Last updated: 11/4/2025

Background

Nowadays, ML in a datacenter heavily relies on collective communications, while most of frameworks still use unicast-based multicast to build algorithms like BROADCAST, ALL-GATHER, ALL-REDUCE. Also, ML traffic is bursty, intensive and repetitive. Can we utilize switches' Packet Replication Engine (PRE) to perform in-network replication to minimize both latency and bandwidth consumption?

To build a reliable and scalable multicast framework for AI training, we need to provide solutions to:
• Routing
• Host behavior

Routing

Routing is the coorperation between the sender and switches in order to precisely deliver all packets to the receivers. Basically the sender needs to encode multicast information, and the switches parse it to know which ports get invovled in PRE. The sender is able to either utilize pre-install rules, or construct and delete rules into the programmable switches on the fly.

We introduce PEEL, a power-of-two prefix aggregation scheme that compresses per-switch state from exponential to linear. Please check our paper on HotNets'25: One to Many: Closing the Bandwidth Gap in AI Datacenters with Scalable Multicast

PEEL

Host behavior

On the host side, we have to take congestion control, recovery into consideration while building the framework. Also, your network does not stop at the NIC. How fast can your application actually hold the data? How to support RC semantic if running RDMA? How to achieve out-of-order delivery, in-order completion? Should retransmission be implemented in network layer or application layer? What is your recovery strategy?

Go back to our scenario, AL training. What issues we are encountering on earth? Bandwidth consumption, incast and scalable QP numbers. We do not need ultra-low latency but do want to alleviate long-tail latency problem. What would be the solution? Direct Data Placement (DDP) and dynamic load balancing.

Here to remind [RFC1925] The Twelve Networking Truths.

(1) It Has To Work.

(2) No matter how hard you push and no matter what the priority, you can't increase the speed of light.

(2a) (corollary). No matter how hard you try, you can't make a baby in much less than 9 months. Trying to speed this up *might* make it slower, but it won't make it happen any quicker.

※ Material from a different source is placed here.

PR #1463, opened 2026-07-23
fix(run): adopt the user's existing upstream env instead of clobbering it

BYK:
## Problem

A user ran Claude Code through the Lore gateway pointed at OpenRouter:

(3) With sufficient thrust, pigs fly just fine. However, this is not necessarily a good idea. It is hard to be sure where they are going to land, and it could be dangerous sitting under them as they fly overhead.

(4) Some things in life can never be fully appreciated nor understood unless experienced firsthand. Some things in networking can never be fully understood by someone who neither builds commercial networking equipment nor runs an operational network.

(5) It is always possible to aglutenate multiple separate problems into a single complex interdependent solution. In most cases this is a bad idea.

(6) It is easier to move a problem around (for example, by moving the problem to a different part of the overall network architecture) than it is to solve it.

(6a) (corollary). It is always possible to add another level of indirection.

(7) It is always something

(7a) (corollary). Good, Fast, Cheap: Pick any two (you can't have all three).

(8) It is more complicated than you think.

(9) For all resources, whatever it is, you need more.

(9a) (corollary) Every networking problem always takes longer to solve than it seems like it should.

(10) One size never fits all.

(11) Every old idea will be proposed again with a different name and a different presentation, regardless of whether it works.

(11a) (corollary). See rule 6a.

(12) In protocol design, perfection has been reached not when there is nothing left to add, but when there is nothing left to take away.